A week after McCallie’s visit, Vernerey officially committed to the Blue Devils. But that was the easy part. The translation was just beginning.

Vernerey says her English was better than that of her peers in France, but that wasn’t enough to mean she could waltz right into American life.  

And then there was the food. She’s been to Vin Rouge but not Parizade. She spent most of her dinners eating Marketplace pizza.

“I guess when I arrived I was really excited because, you know, America is like, you eat pizza,” Vernerey said, laughing. “You eat burgers. You go to the Marketplace, you have pizza every day. And that’s finally what I end up taking every day. And finally I’m like, well, it has been two months now. Maybe I should try something else.”

Basketball proved to be something of a new language as well. Like all freshmen, she was well behind in the weight room. Some of her teammates weren’t sure how well an international player would integrate into their system. The rules changed: narrower paint, longer shot clock. And doesn’t every basketball player have to take issue with the officiating?

With an innocent tone that belies her vocal aggressiveness on the court, she tells the story of her first game: “My first game here I fouled out, and I was like, ‘What’s going on? I promise I didn’t do anything wrong.’”

But things got easier by the day. Vernerey’s teammates pointed her in the right direction any time she needed help, and she wasted no time shaking the stereotype of a timid outsider struggling to adjust.

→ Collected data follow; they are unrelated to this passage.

PR #891, opened 2026-04-15
feat: add network slowness detection with configurable threshold

### LINKED ISSUE #887: Proactive slowness detection with status bar warning
Follow-up to [AIGOV-193](https://linear.app/codercom/issue/AIGOV-193/proactive-slowness-detection-diagnostic-prompts-and-speedtest).

When a user is connected to a workspace and the network is degraded, the extension should detect it and surface it in the status bar.

## Detection

The extension already polls `NetworkInfo` from the CLI proxy every 3 seconds. We add three configurable thresholds:

* `coder.networkThreshold.latencyMs` (default: 200) - latency above this triggers a warning
* `coder.networkThreshold.downloadMbps` (default: 5) - download speed below this triggers a warning
* `coder.networkThreshold.uploadMbps` (default: 0) - upload speed below this triggers a warning (disabled by default)

Setting any threshold to 0 disables that check. Each threshold is evaluated independently. To avoid flicker, the condition must persist across 3 consecutive polls (\~9 seconds) before triggering, and 3 consecutive healthy polls to clear.

## Status bar UX

* The existing network status bar item turns yellow (`statusBarItem.warningBackground`) when any threshold is crossed.
* The hover tooltip shows all live metrics with warning markers after the offending values:

  ```
  Latency: 350ms ⚠ (threshold: 200ms)
  Download: 45.2 Mbps
  Upload: 12.1 Mbps
  Connection: us-east (relay)
  Click for diagnostics
  ```
* Click action depends on what's degraded:
  * Only latency is bad: runs Ping Workspace
  * Only download/upload is bad: runs Speed Test
  * Multiple thresholds crossed: opens a QuickPick to choose between Ping, Speed Test, and Support Bundle
* In normal state, the tooltip shows the same metrics without warning markers.

## Files to change

* `src/remote/sshProcess.ts` - threshold checking, warning state, tooltip, click handler
* `package.json` - new setting declarations

Part of [AIGOV-193](https://linear.app/codercom/issue/AIGOV-193/proactive-slowness-detection-diagnostic-prompts-and-speedtest).

EhabY:
## What this adds

- New setting `coder.networkThreshold.latencyMs` (default **250ms**, set to `0` to disable, minimum `0`) that triggers a yellow status-bar warning when the workspace connection latency crosses the threshold.
- Warning state is debounced over **2 consecutive polls** to avoid flicker on single-sample spikes. Counter drains symmetrically on healthy polls.
- Clicking the warning runs `coder.pingWorkspace` (latency diagnostic); tooltip action links also offer direct shortcuts to the ping command and the settings entry for the threshold.

## Tooltip layout

- **P2P**: `$(zap) Directly connected peer-to-peer.`
- **Relay**: `$(broadcast) Connected via <DERP> relay. Will switch to peer-to-peer when available.` (preserves the helpful fallback note from the old tooltip)
- **Coder Connect**: dedicated message. The CLI only sets `using_coder_connect: true` and leaves latency/throughput at zero, so `update()` short-circuits to a fixed label and tooltip and skips the slowness machinery entirely.
- **Slow connection** (non-Coder-Connect): adds `$(warning) Slow connection detected` header plus action links ("Run latency test", "Configure threshold").
- **Stale readings**: tilde in status bar (`(~50ms)`) plus `$(history)` footer in the tooltip.

Closes #887

### DIFF
--- a/src/remote/networkStatus.ts
+++ b/src/remote/networkStatus.ts
@@ -4,81 +4,52 @@ import * as vscode from "vscode";
 import type { NetworkInfo } from "./sshProcess";
 
 /** Number of consecutive polls required to trigger or clear a warning */
-const WARNING_DEBOUNCE_THRESHOLD = 3;
+const WARNING_DEBOUNCE_THRESHOLD = 2;
 
 const WARNING_BACKGROUND = new vscode.ThemeColor(
 	"statusBarItem.warningBackground",
 );
 
-export interface NetworkThresholds {
+interface NetworkThresholds {
 	latencyMs: number;
 }
 
-function getThresholdConfig(): NetworkThresholds {
-	const cfg = vscode.workspace.getConfiguration("coder");
-	return {
-		latencyMs: cfg.get<number>("networkThreshold.latencyMs", 200),
-	};
-}
-
-export function isLatencySlow(
-	network: NetworkInfo,
-	thresholds: NetworkThresholds,
-): boolean {
-	return thresholds.latencyMs > 0 && network.latency > thresholds.latencyMs;
-}
-
-export function buildNetworkTooltip(
-	network: NetworkInfo,
-	latencySlow: boolean,
-	thresholds: NetworkThresholds,
-): vscode.MarkdownString {
-	const fmt = (bytesPerSec: number) =>
-		prettyBytes(bytesPerSec * 8, { bits: true }) + "/s";
-
-	const sections: string[] = [];
-
-	if (latencySlow) {
-		sections.push("$(warning) **Slow connection detected**");
-	}
-
-	const metrics: string[] = [];
-	metrics.push(
-		latencySlow
-			? `Latency: ${network.latency.toFixed(2)}ms (threshold: ${thresholds.latencyMs}ms)`
-			: `Latency: ${network.latency.toFixed(2)}ms`,
-	);
-	metrics.push(`Download: ${fmt(network.download_bytes_sec)}`);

“She’s not sensitive. She’s very mature,” McCallie said. “Allison can handle being yelled at, she can handle being challenged. She’s vocal, she’s aggressive, she’s tough, she’s hard-nosed.”

Vernerey began the season showing flashes of potential. She has excellent agility for a post player. She runs the floor very well and can score with either hand around the basket. She also brings a high basketball IQ.

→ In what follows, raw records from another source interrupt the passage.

PR #897, opened 2026-04-15
fix: use OutputChannel for build logs instead of pseudoterminal

EhabY:
## Summary

- Replace `TerminalSession` (pseudoterminal) with `TerminalOutputChannel` (OutputChannel wrapper) for streaming build and agent logs during connection
- Strip ANSI escape sequences via `strip-ansi` since OutputChannels render them as raw text
- Simplify the write interface: `CliContext` now takes a plain `write` callback instead of a `vscode.EventEmitter`

## Why OutputChannel instead of a pseudoterminal?

VS Code never fires the pseudoterminal `open()` callback for terminals created during the remote connection resolve flow. Without `open()`, VS Code hasn't subscribed to `onDidWrite`, so all `writeEmitter.fire()` calls are silently dropped — the "Workspace Build" terminal appears but remains empty.

This affects any pseudoterminal created inside the remote resolver's `resolve()` method. Terminals created during normal operation (e.g. "Coder: Ping Workspace") work fine because VS Code has fully initialized the terminal renderer by then.

`OutputChannel`s don't depend on a rendering lifecycle callback, so they work reliably in any context.

This now looks like this and the output channel is disposed (and removed) after this is done, the only downside is that we also ANSI formatting but the terminal was always readonly so this works:

image


code-asher (approved):
It does seem unfortunate to lose any potential coloring (not sure if we did color anything though) but what can ya do if VS Code is being buggy.

PR #899, opened 2026-04-16
fix: defer outdated notification until state machine completes

EhabY:
- Delay the outdated workspace notification until after the state machine finishes so it does not fire during an in-progress update (e.g. after "Update and Restart" reloads the window).
- Re-evaluate deferred notifications when `markInitialSetupComplete()` is called so the notification still fires for workspaces that are outdated after a normal startup.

“There’s no part of that game that you don’t want. She can do it all for us,” Thomas said. “With me being a point guard, and a guard that likes to play fast, it’s going to be good to have someone that can run the floor.”

And in recent weeks, she has indeed been doing it all.  She got her first career start in a huge rivalry game against North Carolina at Cameron Indoor Stadium and showed off her all-around skill set with 10 points, six rebounds, two assists, two blocks and two steals in a season-high 28 minutes of action. Vernerey followed that with a 20-point, 10-rebound performance against N.C. State. The freshman is averaging a solid 7.6 points and 5.2 rebounds per game.

Not surprisingly, she downplays her increased role on the team.

“As far as just being here, the life I get here, the balance with basketball and my studies, the new people I meet, is already extraordinary,” Vernerey said. “But then Coach P giving me the chance to start is a great thing.”

The translation process is nearing its completion—only her accent and the occasional misplaced preposition give away that she’s not a native English speaker. She’s branched out to meals other than pizza. She’s only fouled out twice since that first game.

But there’s one thing she hasn’t gotten used to, and maybe never will.

“I guess it’s just so much excitement,” she said. “I’ve never had that many people in a gym for a basketball game.”

Allison Vernerey might need to get used to that, though: If she keeps getting better, she and her Duke teammates will play in plenty of packed houses.